[Saved entries]:

PR #4213, opened 2022-10-15
add recursion check in __call__

joohongpark:


youknowone (approved):

vm/src/types/slot.rs
```diff
@@ -254,7 +254,9 @@ fn hash_wrapper(zelf: &PyObject, vm: &VirtualMachine) -> PyResult<PyHash> {
 }
 
 fn call_wrapper(zelf: &PyObject, args: FuncArgs, vm: &VirtualMachine) -> PyResult {
-    vm.call_special_method(zelf.to_owned(), identifier!(vm, __call__), args)
+    vm.with_recursion("while calling a Python object", || {
+        vm.call_special_method(zelf.to_owned(), identifier!(vm, __call__), args)
+    })
```
Snowapril, line 259: Actually, in cpython, the recursion check what we inserted in this PR exist inside of `_PyObject_Call`. It is corresponded to `invoke` in our code. I'm a little bit afraid that `invoke` is currently used anywhere in our codes. It can make a little bit slow-down.

PR #4217, opened 2022-10-15
Add annotations for type

oow214:
Fix test_default_annotations_exist in test_opcodes

### DIFF
--- a/vm/src/builtins/type.rs
+++ b/vm/src/builtins/type.rs
@@ -524,6 +524,32 @@ impl PyType {
     }
 
     #[pygetset(magic)]
+    fn annotations(&self, vm: &VirtualMachine) -> PyResult<PyObjectRef> {
+        if !self.slots.flags.has_feature(PyTypeFlags::HEAPTYPE) {
+            return Err(vm.new_attribute_error(format!(
+                "type object '{}' has no attribute '__annotations__'",
+                self.name()
+            )));
+        }
+
+        let __annotations__ = identifier!(vm, __annotations__);
+        let annotations = self.attributes.read().get(__annotations__).cloned();
+
+        let annotations = if let Some(annotations) = annotations {
+            annotations
+        } else {
+            let annotations: PyObjectRef = vm.ctx.new_dict().into();
+            let removed = self
+                .attributes
+                .write()
+                .insert(__annotations__, annotations.clone());
+            debug_assert!(removed.is_none());
+            annotations
+        };
+        Ok(annotations)
+    }
+
+    #[pygetset(magic)]
     pub fn module(&self, vm: &VirtualMachine) -> PyObjectRef {
         self.attributes
             .read()
--- a/vm/src/builtins/type.rs
+++ b/vm/src/builtins/type.rs
@@ -549,6 +549,34 @@ impl PyType {
         Ok(annotations)
     }
 
+    #[pygetset(magic, setter)]
+    fn set_annotations(&self, value: Option<PyObjectRef>, vm: &VirtualMachine) -> PyResult<()> {
+        if self.slots.flags.has_feature(PyTypeFlags::IMMUTABLETYPE) {
+            return Err(vm.new_type_error(format!(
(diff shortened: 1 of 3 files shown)


vm/src/builtins/type.rs
```diff
@@ -523,6 +523,22 @@ impl PyType {
...
+            .get(identifier!(vm, __annotations__))
+            .cloned()
+            .and_then(|found| {
+                if found.fast_isinstance(vm.ctx.types.dict_type) {
+                    None
+                } else {
+                    Some(found)
+                }
+            })
+            .unwrap_or_else(|| vm.ctx.new_dict().into())
```
youknowone, line 539: I am not really getting how this is going. Is it creating a new dict when the found `__annotations__` is a dict?

Snowapril: Oh. If there is no `__annotations__` inside the dict, we need to create `__annotations__` into the dict and return that created one.

youknowone:
@Snowapril could you review this one?

vm/src/builtins/type.rs
```diff
@@ -523,6 +523,57 @@ impl PyType {
...
+        Ok(self
+            .attributes
+            .read()
+            .get(identifier!(vm, __annotations__))
+            .cloned()
+            .unwrap_or_else(|| {
+                self.attributes
+                    .write()
+                    .insert(identifier!(vm, __annotations__), vm.ctx.new_dict().into())
+                    .unwrap_or_else(|| vm.ctx.new_dict().into())
```
youknowone, line 544: The result of `insert` is not the newly inserted one but the old removed one.
The result of insert must be always `None` here.

vm/src/builtins/type.rs
```diff
@@ -523,6 +523,57 @@ impl PyType {
...
+            }))
```
youknowone, line 545: Because `entry()` doesn't fit to rwlock very well, I suggest this form.
```suggestion
        let __annotations__ = identifier!(vm, __annotations__);
        let annotations = if let Some(annotations) = self.attributes.read().get(__annotations__) {
            annotations.clone()
        } else {
            let annotations: PyObjectRef = vm.ctx.new_dict().into();
            let removed = self
                .attributes
                .write()
                .insert(__annotations__, annotations.clone());
            debug_assert!(removed.is_none());
            annotations
        };
        Ok(annotations)
```

vm/src/builtins/type.rs
```diff
@@ -523,6 +523,57 @@ impl PyType {
...
+                .read()
+                .get(__annotations__)
+                .cloned()
+                .ok_or_else(|| {
+                    vm.new_attribute_error(format!(
+                        "'{}' object has no attribute '__annotations__'",
+                        self.name()
+                    ))
+                })?;
+            self.attributes.write().remove(__annotations__);
```
youknowone, line 571: maybe a single write lock? double-deleting `__annotations__` will not be a common case.

vm/src/builtins/type.rs
```diff
@@ -523,6 +523,56 @@ impl PyType {
...
+        let __annotations__ = identifier!(vm, __annotations__);
+        let annotations = self.attributes.read().get(__annotations__).cloned();
+
+        let annotations = annotations.unwrap_or_else(|| {
+            let annotations: PyObjectRef = vm.ctx.new_dict().into();
+            self.attributes
+                .write()
+                .insert(__annotations__, annotations.clone());
+            annotations
+        });
```
youknowone, line 544: I'd like to keep my original suggestion for a few (weak) reasons.
- `debug_assert!` for insert result will be useful to prevent logic bug.
- I'd like not to put side-effect in functional styled codes. I expect `unwrap_or_else` is immutable operation unless it panics. (though this is a sort of preference)

vm/src/builtins/type.rs
oow214: Can I use `write()` in `else` while using `read()` in `if let`? I tried it, but an error seems to occur in this part, so I edited this part.

youknowone (approved):
Thank you!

[EXERCISE REQUIREMENTS]:
Your answer should be an exact transcription of the data above.

[REPLY TO THE EXERCISE]:
PR #4213, opened 2022-10-15
add recursion check in __call__

joohongpark:


youknowone (approved):

vm/src/types/slot.rs
```diff
@@ -254,7 +254,9 @@ fn hash_wrapper(zelf: &PyObject, vm: &VirtualMachine) -> PyResult<PyHash> {
 }
 
 fn call_wrapper(zelf: &PyObject, args: FuncArgs, vm: &VirtualMachine) -> PyResult {
-    vm.call_special_method(zelf.to_owned(), identifier!(vm, __call__), args)
+    vm.with_recursion("while calling a Python object", || {
+        vm.call_special_method(zelf.to_owned(), identifier!(vm, __call__), args)
+    })
```
Snowapril, line 259: Actually, in cpython, the recursion check what we inserted in this PR exist inside of `_PyObject_Call`. It is corresponded to `invoke` in our code. I'm a little bit afraid that `invoke` is currently used anywhere in our codes. It can make a little bit slow-down.

PR #4217, opened 2022-10-15
Add annotations for type

oow214:
Fix test_default_annotations_exist in test_opcodes

### DIFF
--- a/vm/src/builtins/type.rs
+++ b/vm/src/builtins/type.rs
@@ -524,6 +524,32 @@ impl PyType {
     }
 
     #[pygetset(magic)]
+    fn annotations(&self, vm: &VirtualMachine) -> PyResult<PyObjectRef> {
+        if !self.slots.flags.has_feature(PyTypeFlags::HEAPTYPE) {
+            return Err(vm.new_attribute_error(format!(
+                "type object '{}' has no attribute '__annotations__'",
+                self.name()
+            )));
+        }
+
+        let __annotations__ = identifier!(vm, __annotations__);
+        let annotations = self.attributes.read().get(__annotations__).cloned();
+
+        let annotations = if let Some(annotations) = annotations {
+            annotations
+        } else {
+            let annotations: PyObjectRef = vm.ctx.new_dict().into();
+            let removed = self
+                .attributes
+                .write()
+                .insert(__annotations__, annotations.clone());
+            debug_assert!(removed.is_none());
+            annotations
+        };
+        Ok(annotations)
+    }
+
+    #[pygetset(magic)]
     pub fn module(&self, vm: &VirtualMachine) -> PyObjectRef {
         self.attributes
             .read()
--- a/vm/src/builtins/type.rs
+++ b/vm/src/builtins/type.rs
@@ -549,6 +549,34 @@ impl PyType {
         Ok(annotations)
     }
 
+    #[pygetset(magic, setter)]
+    fn set_annotations(&self, value: Option<PyObjectRef>, vm: &VirtualMachine) -> PyResult<()> {
+        if self.slots.flags.has_feature(PyTypeFlags::IMMUTABLETYPE) {
+            return Err(vm.new_type_error(format!(
(diff shortened: 1 of 3 files shown)


vm/src/builtins/type.rs
```diff
@@ -523,6 +523,22 @@ impl PyType {
...
+            .get(identifier!(vm, __annotations__))
+            .cloned()
+            .and_then(|found| {
+                if found.fast_isinstance(vm.ctx.types.dict_type) {
+                    None
+                } else {
+                    Some(found)
+                }
+            })
+            .unwrap_or_else(|| vm.ctx.new_dict().into())
```
youknowone, line 539: I am not really getting how this is going. Is it creating a new dict when the found `__annotations__` is a dict?

Snowapril: Oh. If there is no `__annotations__` inside the dict, we need to create `__annotations__` into the dict and return that created one.

youknowone:
@Snowapril could you review this one?

vm/src/builtins/type.rs
```diff
@@ -523,6 +523,57 @@ impl PyType {
...
+        Ok(self
+            .attributes
+            .read()
+            .get(identifier!(vm, __annotations__))
+            .cloned()
+            .unwrap_or_else(|| {
+                self.attributes
+                    .write()
+                    .insert(identifier!(vm, __annotations__), vm.ctx.new_dict().into())
+                    .unwrap_or_else(|| vm.ctx.new_dict().into())
```
youknowone, line 544: The result of `insert` is not the newly inserted one but the old removed one.
The result of insert must be always `None` here.

vm/src/builtins/type.rs
```diff
@@ -523,6 +523,57 @@ impl PyType {
...
+            }))
```
youknowone, line 545: Because `entry()` doesn't fit to rwlock very well, I suggest this form.
```suggestion
        let __annotations__ = identifier!(vm, __annotations__);
        let annotations = if let Some(annotations) = self.attributes.read().get(__annotations__) {
            annotations.clone()
        } else {
            let annotations: PyObjectRef = vm.ctx.new_dict().into();
            let removed = self
                .attributes
                .write()
                .insert(__annotations__, annotations.clone());
            debug_assert!(removed.is_none());
            annotations
        };
        Ok(annotations)
```

vm/src/builtins/type.rs
```diff
@@ -523,6 +523,57 @@ impl PyType {
...
+                .read()
+                .get(__annotations__)
+                .cloned()
+                .ok_or_else(|| {
+                    vm.new_attribute_error(format!(
+                        "'{}' object has no attribute '__annotations__'",
+                        self.name()
+                    ))
+                })?;
+            self.attributes.write().remove(__annotations__);
```
youknowone, line 571: maybe a single write lock? double-deleting `__annotations__` will not be a common case.

vm/src/builtins/type.rs
```diff
@@ -523,6 +523,56 @@ impl PyType {
...
+        let __annotations__ = identifier!(vm, __annotations__);
+        let annotations = self.attributes.read().get(__annotations__).cloned();
+
+        let annotations = annotations.unwrap_or_else(|| {
+            let annotations: PyObjectRef = vm.ctx.new_dict().into();
+            self.attributes
+                .write()
+                .insert(__annotations__, annotations.clone());
+            annotations
+        });
```
youknowone, line 544: I'd like to keep my original suggestion for a few (weak) reasons.
- `debug_assert!` for insert result will be useful to prevent logic bug.
- I'd like not to put side-effect in functional styled codes. I expect `unwrap_or_else` is immutable operation unless it panics. (though this is a sort of preference)

vm/src/builtins/type.rs
oow214: Can I use `write()` in `else` while using `read()` in `if let`? I tried it, but an error seems to occur in this part, so I edited this part.

youknowone (approved):
Thank you!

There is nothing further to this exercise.